Posted by: GregS on April 1, 2005 04:55 PM
We really need to get the government out of non-military space applications. Like Hubble, Chandrasehkar, Compton X-Ray observatory, Apollo Program, Mars Rovers, Cassini, Voyager, Viking, Venus probes, Jupiter mission??? No quarterly corporate profit in any of that! Is is worth doing? 3 areas I do have problems with NASA on. 1. Forgoing aeronautics, military R&D, and hard science for funding the International Space Station. 2. Bush's bonehead "Man to Mars" trillion dollar boondoggle which will suck the oxygen out of the rest of NASA. 2nd Gen Rovers look like 500 days on Mars will be a cinch. Soon we will have 3rd Gen Rovers and a sample return mission getting the info we need. Equip one of the probes with a US Flag to plant on Mars and you have done all a manned mission could do. 3. NASA has 240 astronauts on their payroll. Most will never go into Space, but they are valuable to train other astronauts with the skills most will never use. Give half of them M-16s and send them to Iraq while they are waiting for the mission that may never come.

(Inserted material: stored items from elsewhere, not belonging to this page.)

PR #409, opened 2021-09-29
[PW-5720] Reset styles on subtitle overlay content

mimcz:
It may happen that TTML elements rendered inside of `bmpui-ui-subtitle-overlay` conflict with other style definitions on the target application resulting in broken or unexpected subtitle styling. This aims to perform some basic reset on elements nested inside of `bmpui-ui-subtitle-overlay` to try to prevent this.

### DIFF
--- a/src/scss/skin-modern/components/_subtitleoverlay.scss
+++ b/src/scss/skin-modern/components/_subtitleoverlay.scss
@@ -55,3 +55,10 @@
     transition: bottom $animation-duration-short ease-in;
   }
 }
+
+.#{$prefix}-ui-uicontainer .#{$prefix}-ui-subtitle-overlay * {
+  // This aims to prevent possibly conflicting style definitions inherited
+  // from target applications whuch can break subtitle styling. It's still possible
+  // to override this with selector of higher priority score.
+  all: unset;
+}
--- a/src/scss/skin-modern/components/_subtitleoverlay.scss
+++ b/src/scss/skin-modern/components/_subtitleoverlay.scss
@@ -3,6 +3,7 @@
 
 .#{$prefix}-ui-uicontainer .#{$prefix}-ui-subtitle-overlay {
   @extend %ui-container;
+
   @include hidden;
 
   bottom: 0;
--- a/src/scss/skin-modern/components/_subtitleoverlay.scss
+++ b/src/scss/skin-modern/components/_subtitleoverlay.scss
@@ -24,7 +24,7 @@
   }
 
   p {
-    // It may happen that we sender <p> inside of an <span> and the `all: unset;` reseting above sets
+    // It may happen that we render <p> inside of an <span> and the `all: unset;` reseting above sets
     // p to inherit the inline display instead of its default display block so this sets it back.
     display: block;
   }
--- a/src/scss/skin-modern/components/_subtitleoverlay.scss
+++ b/src/scss/skin-modern/components/_subtitleoverlay.scss
@@ -1,64 +1,71 @@
 @import '../variables';
 @import '../mixins';
 
-.#{$prefix}-ui-subtitle-overlay {
-  @extend %ui-container;
+.#{$prefix}-ui-uicontainer {
+  .#{$prefix}-ui-subtitle-overlay {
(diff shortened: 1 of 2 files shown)


NikolaNikushev (approved):

src/scss/skin-modern/components/_subtitleoverlay.scss
```diff
@@ -1,7 +1,7 @@
 @import '../variables';
 @import '../mixins';
 
-.#{$prefix}-ui-subtitle-overlay {
+.#{$prefix}-ui-uicontainer .#{$prefix}-ui-subtitle-overlay {
```
stonko1994, line 4: Why do we need to scope this to the `-ui-uicontainer` now? 🤔 Where else should the `-ui-subtitle-overlay` be? 🤔

src/scss/skin-modern/components/_subtitleoverlay.scss
```diff
@@ -16,6 +16,19 @@
   top: 0;
   transition: bottom $animation-duration-short ease-out;
 
+  * {
+    // This aims to prevent possibly conflicting style definitions inherited
+    // from target applications which can break subtitles styling. It's still possible
+    // to override this with selector of higher priority score.
+    all: unset;
```
stonko1994, line 23: AFAIK IE doesn't support this? 🤔 Do we care about IE or is there a different possibility for IE? 🤔

src/scss/skin-modern/components/_subtitleoverlay.scss
```diff
@@ -16,6 +16,19 @@
   top: 0;
   transition: bottom $animation-duration-short ease-out;
 
+  * {
```
stonko1994, line 19: Just to double-check (haven't tested it): This doesn't interfere with our subtitle styling which can be done by a user through the `SettingsPanel`?

stonko1994 (commented):
I do get why this is needed. However, would it make sense to maybe apply this on the root container of the UI and not just the subtitles? 🤔 E.g. other elements of the UI could also be affected?

src/scss/skin-modern/components/_subtitleoverlay.scss
mimcz: Yes settings in styling panel works. Just the inline styles that are defined from TTML has higher priority, but I guess that is expected as its inline in closest level and it did behave like that even before this change.

src/scss/skin-modern/components/_subtitleoverlay.scss
mimcz: Yep true, we dediced not to care for IE in this case. It would require quite a lot of lines just to cover the reset. And its also just a safety check.

src/scss/skin-modern/components/_subtitleoverlay.scss
mimcz: It adds more prio score for these style definitions if there is `*` selector that would have higher priority.

mimcz:
> I do get why this is needed. However, would it make sense to maybe apply this on the root container of the UI and not just the subtitles? 🤔 E.g. other elements of the UI could also be affected?

@stonko1994 I initially wanted to apply it to the root container. At first sight it looked ok, but it broke the interaction as it reseted also some pointer events so I scoped it only to the subtitles overlay.

src/scss/skin-modern/components/_subtitleoverlay.scss
stonko1994: Hmm I see 🤔 But why would we only need it on the `subtitle-overlay` and not on all other components as well? 🤔

src/scss/skin-modern/components/_subtitleoverlay.scss
stonko1994: Ok please add a comment stating that this doesn't work on IE to the existing comment.

src/scss/skin-modern/components/_subtitleoverlay.scss
stonko1994: Gotch 👍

Posted by: Cedarford on April 1, 2005 05:17 PM
Sorry for the confusion. Both sentences referred to the same event. Posted by: ace on April 1, 2005 05:17 PM
Sorry for my confusion. First sentence of my last post was a quote from Eric Pobirs, the rest of my post, a response. Adding ---Mars is worth a manned mission someday IF we plan on staying. That assumes (1)we have functioning fusion power plants by then (we need beaucoup energy because Mars is very, very cold and to mine critical minerals and elements for processing, and solar and every other energy source just won't cut it (though breeder reactors might be an alternative if we still can't make fusion work for reliable power production) , (2)assuming we have located life-essential elements that are in perhaps only unsalvagable trace amounts on Mars - like nitrogen. No trillion, 2 trillion bucks for a 10 day stay, flag raising, and a few rocks that past robots & sample return missions overlooked, to take home. Posted by: Cedarford on April 1, 2005 05:28 PM
Ace: Like the first time I had sex. Or, to be honest, the last time I had sex, too. This is the same incident, right?